Oversee that management has maintained the reliability and integrity of the accounting policies and financial reporting and disclosure practices of the Company;

Oversee that management has established and maintained processes to assure that an adequate system of internal control is functioning within the Company;

Oversee that management has established and maintained processes to assure compliance by the Company with all applicable laws, regulations and Company policy.

MEMBERSHIP

        The Committee is comprised of at least three directors who meet the independence and qualification requirements as provided in the applicable Marketplace Rules of The Nasdaq Stock Market.

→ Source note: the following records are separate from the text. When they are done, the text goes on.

PR #2458, opened 2016-11-23
Port user commands to Annotated

### LINKED ISSUE #2306: Required password should be argument in user-password command
```
colan@snake[Fri 5 13:31]% drush upwd colan                                                                                                                  
Missing required option: --password.  [...]
```

By definition, options aren't required.  Is there a good reason why the password here is an option, and not an argument?  If not, we should switch this around, making it so.

weitzman:
Pretty straightforward port. A couple minor todos in the code which can be followups. Some notes:

1. Many user commands had an unusual argument where users to operate on could be specified by name, uid, or email. If someone wanted to avoid a little ambiguity (username=2 versus uid=2), they could use a named option like --uid=2. I did away with this convenience in for the sake of clarity. Now these commands take a list of usernames and nothing else. I hope this doesn't bother tooo many people. The help and the code are clearer this way.
1. When trying to preserve the complex option handling above, I tried to use the `@hook option @user_selection` but apparently [that way of adding options is not recognized by annotation_adapter](https://github.com/drush-ops/drush/blob/f6e36a727b77221d7e7f260834faa87aac23d9fa/includes/annotationcommand_adapter.inc#L472). Would be nice to add it will be needed by pm and sql commands.
1. Fixed #2306 - user-password now takes the password as an argument. 
1. The master branch will drop D7 testing with this PR. Someone had to do it :). This opens the way for PRs which remove D7 handling.
1. A follow-up PR could dismantle the UserList and UserVersion classes as those are not needed once we are D8 only.


weitzman:
Fixed tests. Note that the last commit had to add --strict=0 option when using the formatter option , --include-field-labels. @greg-1-anderson - perhaps we not declaring formatter options in the adapter?

greg-1-anderson:
Maybe we need a handy command to easily convert from email / uid to usernames, so that commands that need to specify users by some other means can convert first.

weitzman:
1. Good point. Added --uid and --mail options back to user-information in case folks need to convert to username.
1. Went all the way and deleted the UserList and UserSingle classes as we are D8 only now.

IMO this is ready.

greg-1-anderson:
Did not test, but code LGTM

derimagia:
Want to make sure it's clear, so this is paving the way to drop support for Drupal 7 in Drush 9? Nothing against it just want to check.

Either way, does that mean http://docs.drush.org/en/master/install/ (Drupal Compatibility) needs to be updated?

weitzman:
Yes, thats the plan. See https://medium.com/@weitzman/drush-9-roadmap-9eb5cd227c50.

I just updated that table - c2471d7. Thanks.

Appointment to the Committee, including designation of the Chair of the Committee, shall be made on an annual basis by the full Board.

RESPONSIBILITIES

        The Audit Committee shall:

        1.     Hold such regular meetings as may be necessary and such special meetings as may be called by the Chairman of the Audit Committee or at the request of the independent accountants or the Chief Financial Officer;

        2.     Create an agenda for the ensuing year;

        3.     Review the performance of the independent accountants and make recommendations to the Board of Directors regarding the appointment or termination of the independent accountants;

        4.      Confer annually with the independent accountants concerning the scope of their examinations of the books and records of the Company and its subsidiaries; reviewing and approving the independent accountants’ annual engagement letter, and authorizing the independent accountants’ to perform such supplemental reviews or audits as the Committee may deem desirable;

        5.      Review with management, the independent accountants significant risks and exposures, audit activities and significant audit findings;

        6.      Review the range and cost of audit and non-audit services performed by the independent accountants;

        7.      Review the Company’s audited annual financial statements and the independent accountants’ opinion rendered with respect to such financial statements, including reviewing the nature and extent of any significant changes in accounting principles or the application therein;

        8.      Review the adequacy of the Company's systems of internal control;

        9.      Obtain from the independent accountants their recommendations regarding internal controls and other matters relating to the accounting procedures and the books and records of the Company and its subsidiaries and reviewing the correction of controls deemed to be deficient;

        10.      Provide an independent, direct communication between the Board of Directors and independent accountants;

        11.      Review the adequacy of internal controls and procedures related to executive travel and entertainment;

        12.      Review with appropriate Company personnel the actions taken to ensure compliance with the Company's Guidelines for Appropriate Conduct and the results of confirmations and violations of such Guidelines;

        13.      Review the programs and policies of the Company designed to ensure compliance with applicable laws and regulations and monitoring the results of these compliance efforts;

        14.      Review the procedures established by the Company that monitor the compliance by the Company with its loan and indenture covenants and restrictions;

        15.      Report through its Chairman to the Board of Directors following the meetings of the Audit Committee;

        16.      Maintain minutes or other records of meetings and activities of the Audit Committee;

        17.      Review the powers of the Committee annually and report and make recommendations to the Board of Directors on these responsibilities;

        18.      Conducting or authorizing investigations into any matters within the Audit Committee's scope of responsibilities. The Audit Committee shall be empowered to retain independent counsel, accountants, or others to assist it in the conduct of any investigation;

        19.      Considering such other matters in relation to the financial affairs of the Company and its accounts, and in relation to the internal and external audit of the Company as the Audit Committee may, in its discretion, determine to be advisable.